### What to work on
The lines to be copied run from the one containing "android: fix BuildConfig infinite loop" to the end of the material below; reproduce them exactly, including both ends, and nothing more.

### Data for review
.....

PR #495, opened 2024-09-11
android: fix BuildConfig infinite loop

kari-ts:
Rather than create a Go struct that is set by Android, have Go call into Android to fetch build BuildConfig Updates tailscale/tailscale#13431


andrew-d (approved):
Thanks! We can always make this generic again later 😃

.....

### Solution
android: fix BuildConfig infinite loop

kari-ts:
Rather than create a Go struct that is set by Android, have Go call into Android to fetch build BuildConfig Updates tailscale/tailscale#13431


andrew-d (approved):
Thanks! We can always make this generic again later 😃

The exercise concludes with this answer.